Parece que tenemos un problema con los baños públicos situados junto al mercado de Sant Antoni, escogidos por el sector más aventurero del colectivo gay para dedicarse a eso que conocemos como cruising y que consiste en intercambiar fluidos con desconocidos en lugares no diseñados para tales actividades. No negaré que el mundo homosexual siempre ha sido más expeditivo que el heterosexual a la hora de alcanzar los objetivos deseados. Es más, yo diría que hay mucho gay que nos mira por encima del hombro a los straights por los esfuerzos sociales que tenemos que hacer para mantener relaciones sexuales y/o amorosas, asunto en el que hemos desarrollado un protocolo que, efectivamente, demora la consumación del coito: invitaciones a cenar, maniobras envolventes destinadas a demostrar a las mujeres lo interesantes que somos (aunque no lo seamos), nada de aquí te pillo, aquí te mato y todo tipo de triquiñuelas sociales que a los heteros, en el fondo, nos hacen gracia, pero que a muchos gaylors se les antojan una deplorable pérdida de tiempo. De ahí el cruising, o el Yo he venido a lo que he venido.
Esas tendencias prácticas y resolutivas pueden llevarse a cabo de manera más o menos civilizada (hay apps para obtener rápidamente tus objetivos) o a lo bestia (véase el caso de los baños del mercado de Sant Antoni, donde igual envías al niño a que haga pipí y se topa con dos tipos disfrutando del sexo excremental: todo parece indicar que hay un sector del colectivo gay que disfruta con el olor a retrete o, directamente, a mierda: hay gustos para todo). Tengo un amigo gay al que, cuando le pica mucho la entrepierna, recurre a una app que localiza en las inmediaciones a hombres en su misma situación. Cuando hay match, se produce un rápido encuentro en un entorno discreto (por regla general, el apartamento de mi amigo) y santas pascuas. Pero a mi amigo no se le ocurre irse de urinarios para ver qué pilla porque le parece una ordinariez y reconoce que es un comportamiento egoísta y antisocial. Tengo la impresión de que para dedicarse al cruising de retrete hay que ser de una pasta especial. Y me temo que algunos de sus practicantes consideran que lo suyo es un derecho constitucional. Si el Ayuntamiento consigue poner orden en el sindiós de Sant Antoni, no descartemos que salte alguien a acusarle de homofobia.

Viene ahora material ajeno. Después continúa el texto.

PR #745, opened 2021-12-02
Fix the wrong parameter used in createScheduler

topikachu:

This PR Fix the wrong parameter used in createScheduler

## Changes
- Fix the wrong parameter used in createScheduler

## Checklist
- [x] tested locally
- [ ] updated the docs
- [ ] added appropriate test

Fixes #


topikachu:
It seems the error is caused by the wrong pipeline configuration.

PR #753, opened 2021-12-16
Added missing indexes for SQL Server.

0x7d7b:
SQL Server does not automatically create indexes when using foreign key constraints. This PR adds them.


0x7d7b:
Still relevant.

jhouserizer:
Thanks 0x7d7b .   

Note (to team) before merging and closing (and forgetting about) this PR: We'll probably want this to go into other branches (e.g. 2.3.x) as well.

lahma:
I think the fields are now indexed twice. There are already clustered indexes forming the primary key:

```sql
ALTER TABLE [dbo].[QRTZ_CRON_TRIGGERS] WITH NOCHECK ADD
  CONSTRAINT [PK_QRTZ_CRON_TRIGGERS] PRIMARY KEY  CLUSTERED
  (
    [SCHED_NAME],
    [TRIGGER_NAME],
    [TRIGGER_GROUP]
  )  ON [PRIMARY]
GO
```

These extra indexes would make sense if there would be some generated primary key I guess.

PR #772, opened 2022-02-28
Fix n plus one problem in scheduler

konopka:

This PR...
## Changes
Fix N+1 problem in scheduler
Load triggers with single query instead of doing
1. load trigger keys to acquire
2. load trigger for each trigger key in a loop
3. load job for each trigger in a loop

## Checklist
- [x] tested locally
- [ ] updated the docs
- [ ] added appropriate test

Fixes #


konopka:
Yes, relevant

PR #802, opened 2022-05-19
Implement CronExpression.getTimeBefore

srgrr:
Use the fact that if for some cron expression and some instant t the smallest valid firing time greater than t is v then for some t' > t the smallest firing time greater than t' will be some v' > v to binary search in the interval [epoch, endTime).

This idea allows us to find the closest past instant that would have been a valid firing time very quickly.

Signed-off-by: Sergio Rodriguez <sergio.rodriguez@streamsets.com>

This PR...
## Changes
- Implement the CronExpression.getTimeBefore method, which allows to find the closest instant strictly before another given instant that would have made the CronExpression to trigger.

## Checklist
- [X] tested locally
- [ ] updated the docs
- [X] added appropriate test
- [X] signed-off on the above mentioned SoftwareAG contributor agreement via `git commit -s` on my commits. 

Fixes #

### DIFF
--- a/quartz-core/src/main/java/org/quartz/CronExpression.java
+++ b/quartz-core/src/main/java/org/quartz/CronExpression.java
@@ -18,7 +18,10 @@
 package org.quartz;
 
 import java.io.Serializable;
+import java.text.DateFormat;
 import java.text.ParseException;
+import java.text.SimpleDateFormat;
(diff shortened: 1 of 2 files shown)


srgrr:
Not sure about what docs affect this implementation.

Issue #903, opened 2023-04-17
Convert to gradle build, update dependencies, require java 8


jhouserizer:
Overhaul  bit-rotted, build system
Update to support of more recent versions of 3rd party libraries
Update to require at least Java 8 (used to be java 7)

jhouserizer:
Resolved with #904

PR #904, opened 2023-04-17
Restructure project to better match release artifacts, use gradle #903, #904

jhouserizer:
Also:

* rework project modules
* revamp examples to be executable by gradle
* remove usage of rmic
* remove TerracottaJobStore
*


azure-pipelines.yml
```diff
@@ -26,11 +26,16 @@ resources:
 jobs:
   - template: build-templates/maven-common.yml@templates
     parameters:
-      jobName: Java11
-      jdkVersion: '1.11'
+      jobName: Java8
+      jdkVersion: '1.1_8'
```
akomakom, line 30: Looks wrong

azure-pipelines.yml
```diff
@@ -26,11 +26,16 @@ resources:
 jobs:
   - template: build-templates/maven-common.yml@templates
```
chrisdennis, line 27: This needs switching to a grade template to match the new build system.

build.gradle
```diff
@@ -0,0 +1,16 @@
+plugins {
```
chrisdennis, line 1: Top level project doesn't need any plugins applied.

build.gradle
```diff
@@ -0,0 +1,16 @@
...
+
+subprojects {
+    apply plugin: 'java-library'
+}
+
+allprojects {
+    group 'org.quartz-scheduler'
+    version '2.4.0-SNAPSHOT'
+
+    java.sourceCompatibility(JavaVersion.VERSION_11)
```
chrisdennis, line 14: This should probably either be done with toolchains, or with a release setting on the relevant compiler tasks: https://docs.gradle.org/current/userguide/toolchains.html

examples/build.gradle
```diff
@@ -0,0 +1,121 @@
+plugins {
+    id 'java'
+}
+
+
+repositories {
```
chrisdennis, line 6: If we're going to have a subprojects block in the top level build.gradle then we may as well stick this there.

examples/build.gradle
```diff
@@ -0,0 +1,121 @@
...
+    mavenCentral()
+}
+
+dependencies {
+    implementation project(path: ":quartz")
```
chrisdennis, line 11: No need for the `path: ":quartz'` you can just call `project(':quartz')`.

examples/build.gradle
```diff
@@ -0,0 +1,121 @@
...
+    implementation project(path: ":quartz-jobs")
+
+    implementation "org.slf4j:slf4j-api:$slf4jVersion"
+    implementation "org.slf4j:slf4j-log4j12:$slf4jVersion"
```
chrisdennis, line 15: Do we really depend on a logging provider at compile time? Should this be `runtimeOnly` scoped?

examples/build.gradle
```diff
@@ -0,0 +1,121 @@
...
+}
+
+
+task runExample1(type: Exec) {
```
chrisdennis, line 19: There's a `JavaExec` task type for exactly this. Better syntax here would be something like:
```groovy
tasks.withType(JavaExec).configureEach() {
  classpath = sourcsets.main.runtimeClasspath
  group = '...'
}

tasks.register('runExample1', JavaExec) {
  description = '...'
  mainClass = 'org.quartz.examples.example1.SimpleExample'
}
```

quartz/build.gradle
```diff
@@ -0,0 +1,94 @@
...
+}
+
+repositories {
+    mavenCentral()
+}
+
+publishing {
+    publications {
+        maven(MavenPublication) {
+            groupId = "$project.group"
```
chrisdennis, line 12: These are all the defaults so no need to set them here (from memory).

chrisdennis (changes requested):

build.gradle
jhouserizer: actually I tried removing them from here and things broke.  I guess I'll fool around with it some more.

PR #3, opened 2020-09-01
+

dan3si:
[DEMO LINK](https://dan3si.github.io/react_goods-selector/)

### DIFF
--- a/src/App.js
+++ b/src/App.js
@@ -14,11 +14,51 @@ const goodsFromServer = [
   'Garlic',
 ];
 
-const App = () => (
-  <div className="App">
-    <h1>Selected good: -</h1>
-    {goodsFromServer.length}
-  </div>
-);
+class App extends React.Component {
+  state = {
+    selectedGood: 'No selected goods',
+  }
+
+  selector = (good) => {
+    this.setState({ selectedGood: good });
+  }
+
+  render() {
+    return (
+      <div className="App">
+        <h1>
+          Selected good: -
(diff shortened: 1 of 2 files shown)


src/App.js
```diff
@@ -14,11 +14,51 @@ const goodsFromServer = [
...
+          {` ${this.state.selectedGood}`}
+        </h1>
+
+        {goodsFromServer.map(good => (
+          <button
+            type="button"
+            className={good === this.state.selectedGood
+              ? 'good good--selected'
+              : 'good'
+            }
```
ArtemiiKab, line 40: wow, hacker)

ArtemiiKab (approved):

src/App.js
dan3si: А чё, можно было как-то по-другому? :D

> 
> 
> wow, hacker)

src/App.js
```diff
@@ -14,11 +14,51 @@ const goodsFromServer = [
...
+
+        <button
+          type="button"
+          className="cleaner"
+          onClick={() => {
+            this.setState({ selectedGood: 'No selected goods' });
+          }}
+        >
+          Clean
+        </button>
```
vkryvytskyy, line 58: show this button only when some good is selected

src/App.scss
```diff
@@ -1 +1,34 @@
-// styles go here
+.App {
```
vkryvytskyy, line 1: other classes starts with lowercase letter, use one naming convention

Si a una pareja heterosexual se le ocurriera echar un polvo en la Rambla de Catalunya, lo más normal sería que fuesen detenidos y multados, pues hay un consenso social acerca de las condiciones de intimidad que requieren los desahogos sexuales. Pero si una pandilla de gays salidos se adueña de unos baños públicos, inutilizándolos para su función original, parece que hay que ir con pies de plomo y no excederse a la hora de conseguir que las cosas vuelvan a la normalidad, no sea que lo más jeta del colectivo gaylor se lo tome como una agresión a su libertad sexual y una muestra más de LGBTIfobia. Lo de Sant Antoni no es una cuestión de libertad sexual, sino un simple problema de orden público (y púbico) de los que se solucionan a base de actividad policial y multas a los que se pasan por el forro el derecho a aliviarse del resto de la humanidad. Anda que no hay bares en el Gayxample para alternar con desconocidos, con su cuarto oscuro y sus acogedores retretes. ¿Es necesario irse a molestar a clientes y trabajadores del mercado de Sant Antoni para satisfacer las propias necesidades, que podrían resolverse de maneras mucho más discretas?
No estamos hablando de homofobia. Si los baños de marras se utilizaran para orgías heterosexuales, también habría que poner coto a la situación. Es una cuestión de orden público y de un poquito de por favor. Nada más.